**WHAT IS EXPECTED:** Within the data below, state how many lines contain the string "JSONAPISerializer". Provide the number only.

[Collected data entries]
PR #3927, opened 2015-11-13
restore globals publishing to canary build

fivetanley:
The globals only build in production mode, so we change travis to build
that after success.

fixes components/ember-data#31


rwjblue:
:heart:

--

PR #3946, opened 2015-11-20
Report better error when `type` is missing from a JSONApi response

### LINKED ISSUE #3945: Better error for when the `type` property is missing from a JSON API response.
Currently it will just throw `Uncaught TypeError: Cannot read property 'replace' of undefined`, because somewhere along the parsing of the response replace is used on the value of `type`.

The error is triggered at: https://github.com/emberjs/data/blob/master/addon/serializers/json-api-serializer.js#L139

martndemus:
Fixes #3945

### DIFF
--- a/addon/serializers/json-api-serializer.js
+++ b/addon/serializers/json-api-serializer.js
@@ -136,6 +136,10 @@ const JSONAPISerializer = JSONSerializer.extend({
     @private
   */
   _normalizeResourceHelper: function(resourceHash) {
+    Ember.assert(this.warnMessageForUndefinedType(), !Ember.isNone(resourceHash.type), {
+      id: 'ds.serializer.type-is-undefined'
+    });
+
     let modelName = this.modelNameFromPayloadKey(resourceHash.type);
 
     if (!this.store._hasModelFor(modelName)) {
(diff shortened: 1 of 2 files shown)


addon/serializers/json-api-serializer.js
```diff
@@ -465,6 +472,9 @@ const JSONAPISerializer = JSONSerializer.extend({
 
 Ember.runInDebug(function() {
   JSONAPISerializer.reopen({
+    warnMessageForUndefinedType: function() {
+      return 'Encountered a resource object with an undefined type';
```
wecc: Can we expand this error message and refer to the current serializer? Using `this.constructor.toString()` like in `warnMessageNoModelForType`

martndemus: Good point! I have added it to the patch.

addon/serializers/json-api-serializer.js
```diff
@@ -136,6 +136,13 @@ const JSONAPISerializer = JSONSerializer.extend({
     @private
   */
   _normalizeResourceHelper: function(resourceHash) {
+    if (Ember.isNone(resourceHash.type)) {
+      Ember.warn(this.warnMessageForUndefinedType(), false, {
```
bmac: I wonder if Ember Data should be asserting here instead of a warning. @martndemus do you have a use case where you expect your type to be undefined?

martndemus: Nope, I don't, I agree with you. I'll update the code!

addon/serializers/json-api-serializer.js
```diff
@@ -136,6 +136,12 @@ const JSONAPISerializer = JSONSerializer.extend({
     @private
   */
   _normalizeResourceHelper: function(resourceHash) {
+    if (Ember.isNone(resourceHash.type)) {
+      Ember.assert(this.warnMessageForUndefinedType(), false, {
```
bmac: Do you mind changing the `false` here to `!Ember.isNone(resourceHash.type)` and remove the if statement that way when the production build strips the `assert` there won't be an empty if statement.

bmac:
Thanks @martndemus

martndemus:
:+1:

---

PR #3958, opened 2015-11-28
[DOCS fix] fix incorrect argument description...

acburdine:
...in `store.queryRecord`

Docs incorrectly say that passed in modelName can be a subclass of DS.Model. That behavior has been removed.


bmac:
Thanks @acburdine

**EXERCISE RESPONSE:** 5